Well, what about ideas, I believe that ideas exist within the world of human minds in quite the same sense that words do, but I am far less certain about how they are composed. Well then memes ought to as well, right? That is the ontological stance of memeticists. The problem is it’s unclear that memes are anything like words or ideas, it’s also very clear that words and ideas are not the same kinds of thing as each other. Furthermore if memes were anything like words or ideas one would have to ask if we need them, that is ‘would they add anything useful to our understanding of the world or just further complicate it?

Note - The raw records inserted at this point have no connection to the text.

PR #928, opened 2021-12-07
Fix/condo/doma 1767/sticky floor axis

sitozzz:
#### Problem: at the moment user cannot see what floor number actually corresponds to the visible section units
image

#### Solution: make floor axis sticky to the left side of parent container
image

### DIFF
--- a/apps/condo/pages/property/[id]/index.tsx
+++ b/apps/condo/pages/property/[id]/index.tsx
@@ -207,7 +207,11 @@ const PropertyIdPage: IPropertyIdPage = () => {
     </>
 }
 
-PropertyIdPage.headerAction = <ReturnBackHeaderAction descriptor={{ id: 'menu.AllProperties' }} path={'/property/'}/>
+PropertyIdPage.headerAction = <ReturnBackHeaderAction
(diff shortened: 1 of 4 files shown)


dkoviazin (approved):

pahaz (approved):

apps/condo/pages/property/[id]/index.tsx
```diff
@@ -207,7 +207,11 @@ const PropertyIdPage: IPropertyIdPage = () => {
     </>
 }
 
-PropertyIdPage.headerAction = <ReturnBackHeaderAction descriptor={{ id: 'menu.AllProperties' }} path={'/property/'}/>
+PropertyIdPage.headerAction = <ReturnBackHeaderAction
+    descriptor={{ id: 'menu.AllProperties' }}
```
Comment (akarjakin) [inline apps/condo/pages/property/[id]/index.tsx:211]: descriptor here is static, please make it constant.

akarjakin (approved):

apps/condo/pages/property/[id]/index.tsx
Comment (sitozzz) [reply apps/condo/pages/property/[id]/index.tsx]: Done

Words are a vehicle for ideas in the social sphere but memes (other than the whole of our psychology) don’t seem to have a vehicle, properties or significant relevance. What is more memes require a massive commitment to the existence of entities that we cannot know share enough properties in common to allow us to say anything consistent about them, let alone give them any status in reality.

What in effect problems 1, 2, & 3 tell us is that the idea of memes (for those of you logically inclined NB the asymmetry now between ideas and memes)  is not only internally incoherent but inconsistent with what we do know and can say. They are not a fortiori given but, they are clearly are a posteriori not empirical. That is they are not given to any empirical proof (especially if we can say they are present in any psychological phenomena). In reality they can’t even be ostensibly defined.

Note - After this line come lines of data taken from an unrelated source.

PR #943, opened 2021-12-09
DOMA-1783 redirect from error page if cookie onErrorPage is true

nomerdvadcatpyat:
Problem: if error throws in ssr mode, then app redirects to /500 page and when user reload this page, it still stays on the /500 page

### DIFF
--- a/apps/condo/pages/500.tsx
+++ b/apps/condo/pages/500.tsx
@@ -1,12 +1,14 @@
-import React from 'react'
+import React, { useEffect } from 'react'
 import { Col, Row, Typography } from 'antd'
 import styled from '@emotion/styled'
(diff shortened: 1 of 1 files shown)


sitozzz (approved):

apps/condo/pages/500.tsx
```diff
@@ -20,6 +22,16 @@ export default function Custom500 () {
     const DescriptionMessage = intl.formatMessage({ id: 'pages.condo.error.Description' })
 
     const { isSmall } = useLayoutContext()
+    const router = useRouter()
+
+    useEffect(() => {
+        if (cookie.get('onErrorPage')) {
```
MrFoxPro, line 28: Can we rely on browser history instead of saving into cookies?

But, it is from their precise lack of definition that they do derive some practical value, that is that until they are completely eliminated or a better argument framed, they provide excellent place holders for another theory; that is what makes them such good memes. That said it’s also worth noting that we have both an idea and a word for a chimera, but we’ve never found evidence for one other than their depiction in earlier cultures and that is why it is only their idea and the objects used to represent them that can truly be said to exist.

This allows us to come back to the classes we framed earlier: x & y (those that exist and don’t). We can say that that class y exists in our language and that the ideas belonging to y exist (as does the idea and the word meme), this much we can say without any complication. This fact also places the class of y into the class of all things x. But from this we also know that they don’t have objects to which they can refer. The class properly speaking therefore not only belongs to x, it is a sub-sub-class of x. Although the members of y themselves  don’t exist, y is in effect a class of ideas which do exist. A better way of expressing this would be to say that there are class of terms whose ideas exist but fail to refer to anything in the world.